Task directions → Every line that contains the word "pull" should be copied from the records below.

-- Data for review follows --

Issue #1973, opened 2019-03-05
CopyButton component alt text


mekaufman:
Related issue: https://github.ibm.com/Bluemix/core-dev/issues/7928

## Title line template: CopyButton component in carbon-components-react alt text

We are using the CopyButton component in the resource list details pane. When a user hovers on the icon, the alt text is not displayed. However, when you inspect fully, you do see there is alt text on the svg. I'm not sure if it's just in the wrong place to be able to be displayed via hover. Also, I haven't tested using JAWS (screen reader), but if it's not read out, then we have an a11y violation. I'll try to test that and post a comment in the issue.

![image](https://user-images.githubusercontent.com/13648625/53834033-054b3e80-3f58-11e9-900a-8d4e2ce9f78b.png)

Can we get an update to the component to have alt text show on hover?

dakahn:
Possibly related to #1964

Issue #1964, opened 2019-03-04
FireFox: close icon tooltip inside modal component is not show 


jingxxue:
## Environment

> Operating system : WINDOWS 10

> Browser : FIREFOX 65.0.2

> Automated testing tool and ruleset

> Assistive technology used to verify

## Detailed description

> What version of the Carbon Design System are you using?

    "carbon-components": "^9.82.13",
    "carbon-components-react": "^6.99.1",
    "carbon-icons": "^7.0.7",

> What did you expect to happen?
when hoover on the close icon inside modal, Tooltip with "close modal" should be show
> What happened instead?
not tooltip show when hoover on the close icon
> What WCAG 2.1 checkpoint does the issue violate?

## Steps to reproduce the issue

1. Step one 
open a modal
2. Step two
hoover on the close icon on top right corner
3. Step three
4. etc.

> Please create a reduced test case in CodeSandbox
> https://codesandbox.io/s/github/IBM/carbon-components-react/tree/master/examples/codesandbox

## Additional information

- Screenshots or code
- Notes
in the new version of firefox, Firefox ignore the tittle element inside the svg, if the svg element is inside a button element, suggest to move the title as a attribute of button.

jingxxue:
the codeSandBox test case:  https://codesandbox.io/s/526moz78ok

dakahn:
Looks like the aria-label is being set properly. Cross checked the bug on Chrome as well and yeah, there's no tool tip there either. Wondering if this is a recent regression -- did this work in the past?

jingxxue:
> Looks like the aria-label is being set properly. Cross checked the bug on Chrome as well and yeah, there's no tool tip there either. Wondering if this is a recent regression -- did this work in the past?

is working in previous version of FireFox, but not the new version

vpicone:
I believe the issue is the SVG doesn't take up the entirety of the button. So the outside edges of the button are clickable but do not show the SVG title tooltip.

In the test case, if you hover over the center of the icon, you'll see the tooltip show up.

dakahn:
Thats a great catch @vpicone!

vpicone:
Working on a PR now :)

jingxxue:
> I believe the issue is the SVG doesn't take up the entirety of the button. So the outside edges of the button are clickable but do not show the SVG title tooltip.
> 
> In the test case, if you hover over the center of the icon, you'll see the tooltip show up.

PR #1982, opened 2019-03-06
fix: Add titles to buttons that encapsulate icons

vpicone:
Closes IBM/carbon-components-react#1973 and closes IBM/carbon-components-react#1964

When contained in a button element, the title tag of an svg element won't show in some instances. Specifically, when a user hovers over the outside edges of the button. 

By giving the buttons the same title tag as the child svg icon, the tooltip will now pop up for the entire component.

### Alternative solutions

This seems like a common enough motif that it could warrant a new button component.

#### Changelog

**New**

- add title attribute to buttons that encapsulate icons


vpicone:
@joshblack The two issues this is for are in regards to the tooltip.

Issue #2018, opened 2019-03-15
Match notifications to experimental spec


emyarod:
Related

https://github.com/IBM/carbon-components/issues/1845

https://github.com/IBM/carbon-components/pull/1931

PR #2020, opened 2019-03-15
fix(Notification): match experimental spec

emyarod:
Closes IBM/carbon-components-react#2018

This PR incorporates feedback from the February 2019 notification component audit

depends on https://github.com/IBM/carbon-components/pull/2119 and https://github.com/IBM/carbon-elements/issues/437

#### Changelog

**New**

- support legacy `iconDescription` prop in experimental icons

**Changed**

- upgrade icon package and replace warning icon (IBM/carbon-elements#374)
- render icons for toast notifications (except for info notifications)
- refactor duplicate notification icon logic


emyarod:
looks like CI is unable to fetch the beta version of `@carbon/icons-react`

src/components/Notification/Notification.js
```diff
@@ -229,6 +228,44 @@ export class NotificationTextDetails extends Component {
   }
 }
 
+const useIcon = kindProp =>
```
joshblack: Maybe something like:

```js
const iconTypes = {
  error: componentsX ? ErrorFilled16 : iconErrorSolid,
  success: componentsX ? CheckmarkFilled16 : iconCheckmarkSolid,
  warning: componentsX ? WarningFilled16 : iconWarningSolid,
  info: componentsX ? null : iconInfoSolid,
};
```

Then later on:

```jsx
	          <Icon
              description={iconDescription}
              className={`${prefix}--inline-notification__icon`}
              aria-label="close"
              icon={iconTypes[kind]}
            />
```

Since the info seems to be static. Is the closure for closing over `componentsX`?

src/components/Notification/Notification.js
```diff
@@ -361,6 +390,7 @@ export class ToastNotification extends Component {
 
     return (
       <div {...other} role={role} kind={kind} className={classes}>
+        {NotificationIcon({ notificationType, kind, iconDescription })}
```
joshblack: Any reason for the eager evaluation? Could this be a component instead?

src/components/Notification/Notification.js
emyarod: @joshblack this pattern is a holdover from https://github.com/IBM/carbon-components-react/pull/888/files#diff-005a7fa10228412b5f153e9889723cf4R158

I'm alright with refactoring but would first like some input from @asudoh on the intention behind the original pattern

src/components/Notification/Notification.js
emyarod: no not without some test refactoring, which I'm willing to look into at a later time if that's alright

src/components/Notification/Notification.js
asudoh: `keyValueMap[key]` evaluation here seems merely because `useIcon` is referred by multiple places and I didn't feel like doing such evaluation in multiple places. But if you feel like doing the evaluation in multiple places it'd be fine.

src/components/Notification/Notification.js
asudoh: @emyarod `<NotificationIcon>` seems to work as a component already in your PR and thus I guess @joshblack is suggesting `<NotificationIcon notificationType={notificationType} kind={kind} iconDescription={iconDescription} />`?

src/components/Notification/Notification.js
```diff
@@ -486,34 +508,10 @@ export class InlineNotification extends Component {
...
-            />
-          );
-      }
-    };
-
     return (
       <div {...other} role={role} kind={kind} className={classes}>
         <div className={`${prefix}--inline-notification__details`}>
-          {NotificationIcon(kind)}
+          {NotificationIcon({ notificationType, kind, iconDescription })}
```
asudoh: And from here I see you turned `NotificationIcon()` function to a React component, without doing it on-purpose 😉

src/components/Notification/Notification.js
emyarod: yeah @asudoh  I was initially rendering the icon that way but our test suite was throwing errors which I didn't investigate closely yet

emyarod: yeah so as we discovered the node tree that Enzyme tests against changes when we render `<NotificationIcon {...props} />` instead of `NotificationIcon(props)`. I just went ahead and refactored the test suite to account for those changes

asudoh (approved):
LGTM 👍 - Thanks @emyarod!

shixiedesign:
Looks good! Only 1 small issue:
- [ ] Success/Warning/Failure icons here should be 20x20
Current: 
image
Should be: 
image

emyarod:
got it @shixiedesign, does that mean we should change it in vanilla as well? looks like it is 16x16 there currently

shixiedesign:
From what I saw here, looks like vanilla is already 20x20. https://the-carbon-components.netlify.com/?nav=notification

emyarod:
@shixiedesign ok I see, so I think we need to refactor the vanilla component. In the [vanilla HTML](https://github.com/IBM/carbon-components/blob/master/src/components/notification/notification.hbs#L14), we are using icon helpers for 16px icons in both toast and inline notifications, but we have some [CSS rules only on the inline notification icons](https://github.com/IBM/carbon-components/blob/master/src/components/notification/_inline-notification.scss#L170-L173) which upscale the icon to 20x20. This is fine because they are SVGs, but it might be less confusing to just directly use the 20x20 icon helpers in the markup and remove those style rules, especially since they are [different in the current toast notifications](https://github.com/IBM/carbon-components/blob/master/src/components/notification/_toast-notification.scss#L151-L154) when they should be the same

asudoh:
@emyarod Given this PR is of React one would it make sense to go ahead with 20x20 one? We can do a separate work to change vanilla to use 20x20 icon. Is it what you meant?

emyarod:
@asudoh yes that is what I meant, these changes can be independent of each other

emyarod:
actually @asudoh this does depend on the vanilla repo because we need to remove the CSS rules that are modifying the SVG size, tracking in https://github.com/IBM/carbon-components/issues/2118

chrisconnors-ibm:
https://github.com/IBM/carbon-elements/pull/438 adds the 20x20 assets for `error--filled.svg`

src/components/Notification/Notification.js
joshblack: @asudoh not sure what you mean by `keyValueMap[key]` evaluation. Looking at usage, it seems like calls are parameterized by a `kind` param like in: `useIcon(kind)`. The `useIcon` method itself seems to create a brand new object each time and then do the lookup. Seems like we could just statically refer to this and keep the same signature?

tw15egan (approved):
Looks good once icons are updated 👍

emyarod:
the holdover styles from old `carbon-components` rules are now removed

shixiedesign (approved):
Looks great! 🎉

src/components/Notification/Notification.js
asudoh: @joshblack I just wanted to double-check if repeating something like `iconTypes[kind]` is what the dev wants to do - Anyhow it's just a matter of dev's taste.

emyarod: I left it as a holdover from previous commits but I am alright with refactoring as well, since makes sense to have it as just an object now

-- Data for review concluded --

Expected answer →
https://github.com/IBM/carbon-components/pull/1931
depends on https://github.com/IBM/carbon-components/pull/2119 and https://github.com/IBM/carbon-elements/issues/437
emyarod: @joshblack this pattern is a holdover from https://github.com/IBM/carbon-components-react/pull/888/files#diff-005a7fa10228412b5f153e9889723cf4R158
https://github.com/IBM/carbon-elements/pull/438 adds the 20x20 assets for `error--filled.svg`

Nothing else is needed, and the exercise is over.